Eain also networks sports specific training. “(I) sent some of my kids to Tom Wise at Grove City. I send my Keystone kids. Work out with Tom” They work out a couple of days a week and a couple of days with Eain.


(Pictured above: Eain with son Aiden and daughter Ava.)

As you can probably tell by now, Eain has a major desire to see some of his young trainees pursue personal training, or a similar field as a career.

He shared, “One kid I trained in Miami, it was his first year out of high school. He didn’t get recruited by anybody. Then I trained him. He started working for me. And then he got a scholarship to Arkansas to play football. Now he has his own gym in Texas. He has a ton of clients.

“One girl I trained in Orlando, was an Irish Dancer. I trained her and her sisters. She ended up getting a degree in Exercise Science. Then she got her Masters and then her PHD. Then she wrote a book for women on how to exercise and lose weight. It’s published, and she sells it on line too.

“It’s great to see those things, because back then they were eighteen and I was twenty-five. They were kids. Now I’m forty-two and they are like in their thirties.“

Does he see any of his current proteges showing interest in taking up majors that would lead toward being a personal trainer or related field? “My daughter Ava is. I’ve been training my daughter for Olympic Lifting. She won the Regionals in Florida and she was fifteenth in the state for the Clean and Jerk and Bench Press. So I know that both my daughter and Jordan Best both want to do something along the lines of working with athletes in one way or another.”

Kids showing interest in taking up majors that would lead toward being a personal trainer: “My daughter Ava is. I’ve been training my daughter for Olympic Lifting. She won the Regionals in Florida and she was fifteenth in the state for the Clean and Jerk and Bench Press. So I know that both my daughter and Jordan Best both want to do something along the lines of working with athletes in one way or another.”


(Pictured above: Eain putting Jordan Best through the paces.)
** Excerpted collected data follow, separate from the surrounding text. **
PR #105, opened 2016-03-07
Lib 489 

jaskooo:
As a developer I want to have identical objects in relations

### DIFF
--- a/syncano-ios/SCParseManager+SCDataObject.m
+++ b/syncano-ios/SCParseManager+SCDataObject.m
@@ -20,7 +20,7 @@
     if(parsedobject == nil) {
         return parsedobject;//possible error in parsing
     }
-    
+    [referencesStore addDataObject:parsedobject];
     [self resolveRelationsToObject:parsedobject withJSONObject:JSONObject];
     [self resolveFilesForObject:parsedobject withJSONObject:JSONObject];
     return parsedobject;
@@ -35,11 +35,12 @@
     NSNumber *relatedObjectId = JSONObject[@"value"];
     if (relatedObjectId) {
         //we have only id
-        id relatedObject = [[objectClass alloc] init];
-        [relatedObject setValue:relatedObjectId forKey:@"objectId"];
-        if ([referencesStore containsObject:relatedObject]) {
-            return [referencesStore member:relatedObject];
+        id relatedObject = [referencesStore getObjectById:relatedObjectId];
+        if (relatedObject) {
+            return relatedObject;
         } else {
+            relatedObject = [[objectClass alloc] init];
+            [relatedObject setValue:relatedObjectId forKey:@"objectId"];
             [referencesStore addDataObject:relatedObject];
         }
         return relatedObject;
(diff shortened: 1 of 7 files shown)


syncano-ios/SCParseManager+SCDataObject.m
```diff
@@ -37,6 +37,11 @@ - (id)relatedObjectOfClass:(__unsafe_unretained Class)objectClass fromJSONObject
         //we have only id
         id relatedObject = [[objectClass alloc] init];
         [relatedObject setValue:relatedObjectId forKey:@"objectId"];
+        if ([referencesStore containsObject:relatedObject]) {
+            return [referencesStore member:relatedObject];
```
lifcio: This won't work properly from what I see - you first allocate memory for a new object, set a value on it, and then you return one from referenceStore - but the one in reference store was never updated.
You should create new object only if there isn't one in memory.

syncano-ios/SCParseManager.h
```diff
@@ -9,6 +9,9 @@
 #import "SCMacros.h"
 #import "SCConstants.h"
 #import "Mantle/NSError+MTLModelException.h"
+#import "SCReferencesStore.h"
+
+static SCReferencesStore  * referencesStore;
```
lifcio: I would make it a local variable. If it's being used in Singleton, it would work the same, but would also allow in future to have different ParseManagers (and different referenceStore) per Syncano Instance (which might be needed, cause ids are unique only within 1 instance).

jaskooo: Yes. I had the same thoughts today. I do not know yet how to wire this to syncano instance.

lifcio: For now I would just move it into being a local variable inside `SCParseManager` and tackle different parse managers per instance in a different ticket.

jaskooo: Yes. Good idea

syncano-ios/SCReferencesStore.m
```diff
@@ -0,0 +1,34 @@
...
+- (instancetype)init {
+    self = [super init];
+    if (self) {
+        self.store = [[NSMapTable alloc] initWithKeyOptions:NSMapTableStrongMemory valueOptions:NSMapTableWeakMemory capacity:0];
+    }
+    return self;
+}
+
+- (void)addDataObject:(SCDataObject *)dataObject {
+    [self.store setObject:dataObject forKey:dataObject.objectId];
```
lifcio: Just to be sure, I would also check here for id, and if nil, just return nil. 

In other places in code we often deal with objects without ID's so might be easy to forget about how reference store works -- if we add this check here, we should be good.

lifcio: Sorry, it doesn't return anything -- so just do nothing if it doesn't have an ID, right now it will probably throw an exception.

lifcio:
Other than the one above - looks good!

syncano-ios/SCReferencesStore.m
jaskooo: Right!

lifcio:
LGTM

PR #116, opened 2016-03-16
[LIB]-515

lifcio:
Added Script Endpoint and Script Socket API
Added JSON file for Script Trace
Added private interface for SCAPI client so it can be used in other
files
Deprecated methods in SCTrace that use CodeBox endpoints
SCTrace now by default uses API 1.1
Added/fixed tests for changes made

In general - I think that’s good enough. End goal should be for SCAPI client to accept API version argument, so we don’t have to create new API client for each API version, but I want to tackle that in a separate task.


lifcio:
@jaskooo Can you take a look?

jaskooo:
LGTM :)

PR #124, opened 2016-03-24
Update AFNetworking to version 3.0.0

SoneeJohn:


lifcio:
Thanks for the PR! We'll look into that more after Easter, but in general we have a plan to switch library to use AFNetworking 3.0 everywhere.
It will need a bit more testing, but thanks for a nudge :)

jaskooo:
Hello @SoneeJohn thanks for contribution :) Here we have included your changes: https://github.com/Syncano/syncano-ios/pull/137. Thanks again :)

PR #140, opened 2016-04-20
Hotfix - Add SCPredicate for `whereKeyDoesNotExist`

lifcio:


lifcio:
Waiting with merge until we have updated test config.

PR #141, opened 2016-04-20
Fix - adding auth challenge

lifcio:
Needed for working with staging SSL. Without it, we get -999 Cancelled error


lifcio:
Tested locally, merging.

Eain shared his thanks for Kelly Forell and Forell Barbell for the great results BRX is seeing, “I’d say that none of this could be possible without the tremendous investment of time, money, and care that was put into this gym by Kelly Forell. In all my time working at Bally Total Fitness, I’ve never seen a gym so we’ll put together and not Lacking a single thing.

“The accomplishments of all of the athletes I work with are tremendous. Both in the gym and outside of the gym in their respective fields of play.”

Eain summed up his absolute pleasure in his profession and working with the kids. “It’s just what I was meant to do. I don’t sit still very well. I interact with kids that age very well and they seem to like to be around me. For me, I can’t do something that’s boring, monotonous and feels like a job.

“This doesn’t feel like a job. It just feels like I’m doing what I’m supposed to be doing. There are challenges; I do have challenges. There are long days, but at the end of it, I’ve been at a gym all day. You know what I mean.

“And I’ve been working with kids who want to get better, for the most part. And then I get to see them excel in sports. I get to see them go to college. I get to see what they become afterwards. That has happened for me and it’s been awesome.”